Stored data entries:
PR #393, opened 2017-10-27
make log level consistent

malaffoon:
Just some minor cleanup while i was documenting log messages

### DIFF
--- a/exam-processor/src/main/java/org/opentestsystem/rdw/ingest/processor/ExamProcessorConfiguration.java
+++ b/exam-processor/src/main/java/org/opentestsystem/rdw/ingest/processor/ExamProcessorConfiguration.java
@@ -50,7 +50,7 @@ public class ExamProcessorConfiguration {
 
             process(report, importId);
         } catch (final Exception e) {
-            logger.warn("failed with an unexpected import error: " + e.getMessage());
+            logger.warn("failed with an unexpected error: " + e.getMessage());
             importRepository.updateStatusAndMessageById(importId, ImportStatus.INVALID, e.getMessage());
         }
     }
@@ -61,10 +61,10 @@ public class ExamProcessorConfiguration {
             importRepository.updateStatusAndMessageById(importId, ImportStatus.PROCESSED, null);
 
         } catch (final ImportException e) {
-            logger.info("failed with an import error: " + e.getMessage());
+            logger.warn("failed with an import error: " + e.getMessage());
             importRepository.updateStatusAndMessageById(importId, e.getStatus(), e.getMessage());
         } catch (final Exception e) {
-            logger.warn("failed with an unexpected import error: " + e.getMessage());
+            logger.warn("failed with an unexpected error: " + e.getMessage());
             importRepository.updateStatusAndMessageById(importId, ImportStatus.BAD_DATA, e.getMessage());
         }
     }
--- a/group-processor/src/main/java/org/opentestsystem/rdw/ingest/group/GroupProcessorConfiguration.java
+++ b/group-processor/src/main/java/org/opentestsystem/rdw/ingest/group/GroupProcessorConfiguration.java
@@ -35,37 +35,30 @@ public class GroupProcessorConfiguration {
 
     @ServiceActivator(inputChannel = Processor.INPUT)
     public void process(final Message<?> message) {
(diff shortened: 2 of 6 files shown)


group-processor/src/main/java/org/opentestsystem/rdw/ingest/group/GroupProcessorConfiguration.java
```diff
@@ -35,37 +35,30 @@ public GroupProcessorConfiguration(final GroupProcessor groupProcessor,
 
     @ServiceActivator(inputChannel = Processor.INPUT)
     public void process(final Message<?> message) {
-        RdwMessageHeaderAccessor accessor = null;
+        final RdwMessageHeaderAccessor accessor = RdwMessageHeaderAccessor.wrap(message);
         try {
             //payload should be a json object
-            accessor = RdwMessageHeaderAccessor.wrap(message);
```
malaffoon: This won't throw an exception; assigning it outside the try/catch eliminates a few lines of code.

migrate-reporting/src/main/java/org/opentestsystem/rdw/ingest/migrate/reporting/step/WarehouseCheck.java
```diff
@@ -18,20 +17,17 @@
     private static final Logger logger = LoggerFactory.getLogger(WarehouseCheck.class);
 
     private final WarehouseToStageRepository warehouseToStageRepository;
-    private final MigrateWarehouseToStagingSqlConfiguration warehouseToStagingSqlConfiguration;
```
malaffoon: Unrelated, this wasn't being used anywhere in the code.

migrate-reporting/src/main/java/org/opentestsystem/rdw/ingest/migrate/reporting/step/WarehouseCheck.java
```diff
@@ -75,10 +71,8 @@ private boolean checkSubjectClaimScores() {
         if (warehouseSubjectClaimScores.equals(reportingSubjectClaimScores)) {
             return true;
         } else {
-            logger.error("warehous subject_claim_score table does not match reporting");
+            logger.warn("warehouse subject_claim_score table does not match reporting");
```
chdietz: So this will require intervention to migrate but import can continue.  Still a pretty serious problem because will stop new imports from making it to the user facing UI.

exam-processor/src/main/java/org/opentestsystem/rdw/ingest/processor/ExamProcessorConfiguration.java
```diff
@@ -61,10 +61,10 @@ private void process(final TDSReport tdsReport, final long importId) {
             importRepository.updateStatusAndMessageById(importId, ImportStatus.PROCESSED, null);
 
         } catch (final ImportException e) {
-            logger.info("failed with an import error: " + e.getMessage());
+            logger.warn("failed with an import error: " + e.getMessage());
```
chdietz: Is this really an import error? Exam processor is getting an error updating the import record?
I guess what I am asking for consistency is should we just say we have an unexpected error and the message includes the class path and the exception?

migrate-reporting/src/main/java/org/opentestsystem/rdw/ingest/migrate/reporting/step/WarehouseCheck.java
malaffoon: Yes. Following the guidelines, does this warrant somebody being called in the middle of the night to fix it?

exam-processor/src/main/java/org/opentestsystem/rdw/ingest/processor/ExamProcessorConfiguration.java
malaffoon: I was trying to follow the pattern of: an `ImportException` is something that we "expect" during import processing and we use the verbiage "import error" when logging it. Any other exception is not "expected" and could be anything so, even though it happened during import, it isn't an "import error". 

And, yeah, i realize that being consistent with logging is almost as impossible has having a constructive discussion about politics or religion.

**What the task asks**
Each entry above must be repeated word for word.

**Output**
PR #393, opened 2017-10-27
make log level consistent

malaffoon:
Just some minor cleanup while i was documenting log messages

### DIFF
--- a/exam-processor/src/main/java/org/opentestsystem/rdw/ingest/processor/ExamProcessorConfiguration.java
+++ b/exam-processor/src/main/java/org/opentestsystem/rdw/ingest/processor/ExamProcessorConfiguration.java
@@ -50,7 +50,7 @@ public class ExamProcessorConfiguration {
 
             process(report, importId);
         } catch (final Exception e) {
-            logger.warn("failed with an unexpected import error: " + e.getMessage());
+            logger.warn("failed with an unexpected error: " + e.getMessage());
             importRepository.updateStatusAndMessageById(importId, ImportStatus.INVALID, e.getMessage());
         }
     }
@@ -61,10 +61,10 @@ public class ExamProcessorConfiguration {
             importRepository.updateStatusAndMessageById(importId, ImportStatus.PROCESSED, null);
 
         } catch (final ImportException e) {
-            logger.info("failed with an import error: " + e.getMessage());
+            logger.warn("failed with an import error: " + e.getMessage());
             importRepository.updateStatusAndMessageById(importId, e.getStatus(), e.getMessage());
         } catch (final Exception e) {
-            logger.warn("failed with an unexpected import error: " + e.getMessage());
+            logger.warn("failed with an unexpected error: " + e.getMessage());
             importRepository.updateStatusAndMessageById(importId, ImportStatus.BAD_DATA, e.getMessage());
         }
     }
--- a/group-processor/src/main/java/org/opentestsystem/rdw/ingest/group/GroupProcessorConfiguration.java
+++ b/group-processor/src/main/java/org/opentestsystem/rdw/ingest/group/GroupProcessorConfiguration.java
@@ -35,37 +35,30 @@ public class GroupProcessorConfiguration {
 
     @ServiceActivator(inputChannel = Processor.INPUT)
     public void process(final Message<?> message) {
(diff shortened: 2 of 6 files shown)


group-processor/src/main/java/org/opentestsystem/rdw/ingest/group/GroupProcessorConfiguration.java
```diff
@@ -35,37 +35,30 @@ public GroupProcessorConfiguration(final GroupProcessor groupProcessor,
 
     @ServiceActivator(inputChannel = Processor.INPUT)
     public void process(final Message<?> message) {
-        RdwMessageHeaderAccessor accessor = null;
+        final RdwMessageHeaderAccessor accessor = RdwMessageHeaderAccessor.wrap(message);
         try {
             //payload should be a json object
-            accessor = RdwMessageHeaderAccessor.wrap(message);
```
malaffoon: This won't throw an exception; assigning it outside the try/catch eliminates a few lines of code.

migrate-reporting/src/main/java/org/opentestsystem/rdw/ingest/migrate/reporting/step/WarehouseCheck.java
```diff
@@ -18,20 +17,17 @@
     private static final Logger logger = LoggerFactory.getLogger(WarehouseCheck.class);
 
     private final WarehouseToStageRepository warehouseToStageRepository;
-    private final MigrateWarehouseToStagingSqlConfiguration warehouseToStagingSqlConfiguration;
```
malaffoon: Unrelated, this wasn't being used anywhere in the code.

migrate-reporting/src/main/java/org/opentestsystem/rdw/ingest/migrate/reporting/step/WarehouseCheck.java
```diff
@@ -75,10 +71,8 @@ private boolean checkSubjectClaimScores() {
         if (warehouseSubjectClaimScores.equals(reportingSubjectClaimScores)) {
             return true;
         } else {
-            logger.error("warehous subject_claim_score table does not match reporting");
+            logger.warn("warehouse subject_claim_score table does not match reporting");
```
chdietz: So this will require intervention to migrate but import can continue.  Still a pretty serious problem because will stop new imports from making it to the user facing UI.

exam-processor/src/main/java/org/opentestsystem/rdw/ingest/processor/ExamProcessorConfiguration.java
```diff
@@ -61,10 +61,10 @@ private void process(final TDSReport tdsReport, final long importId) {
             importRepository.updateStatusAndMessageById(importId, ImportStatus.PROCESSED, null);
 
         } catch (final ImportException e) {
-            logger.info("failed with an import error: " + e.getMessage());
+            logger.warn("failed with an import error: " + e.getMessage());
```
chdietz: Is this really an import error? Exam processor is getting an error updating the import record?
I guess what I am asking for consistency is should we just say we have an unexpected error and the message includes the class path and the exception?

migrate-reporting/src/main/java/org/opentestsystem/rdw/ingest/migrate/reporting/step/WarehouseCheck.java
malaffoon: Yes. Following the guidelines, does this warrant somebody being called in the middle of the night to fix it?

exam-processor/src/main/java/org/opentestsystem/rdw/ingest/processor/ExamProcessorConfiguration.java
malaffoon: I was trying to follow the pattern of: an `ImportException` is something that we "expect" during import processing and we use the verbiage "import error" when logging it. Any other exception is not "expected" and could be anything so, even though it happened during import, it isn't an "import error". 

And, yeah, i realize that being consistent with logging is almost as impossible has having a constructive discussion about politics or religion.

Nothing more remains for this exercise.